PR #1571, opened 2023-01-25
Simplify the command as plugin codepath

KlzXS:
Invoking commands as plugins now uses `UTIL_SH_EXEC` which should allow for lifting the restrictions about the placement of `$nnn` it some commands. The new behavior also requires the user to quote `$nnn` so that the shell can properly expand it, since we no longer pass it as a separate argument to `exec()`. An exception is made is ` $nnn` is detected to be a suffix. In that case the old behavior is preserved as to not break users' configs. We can slate this for removal at some point if you wish, but for now I think it's best to keep it.

As always, my testing is rather light, so you should probably try it out for yourself before merging. Have you considered developing an environment for automatic testing of regressions or is that just not worth it at this point?

### DIFF
--- a/plugins/README.md
+++ b/plugins/README.md
@@ -119,7 +119,7 @@ If the plugins list gets too long, try breaking them up into sections:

▸ **Instructions to follow**: Please state how many lines of the listing above hold "that", giving the number and nothing else.

▸ **Solution**: 2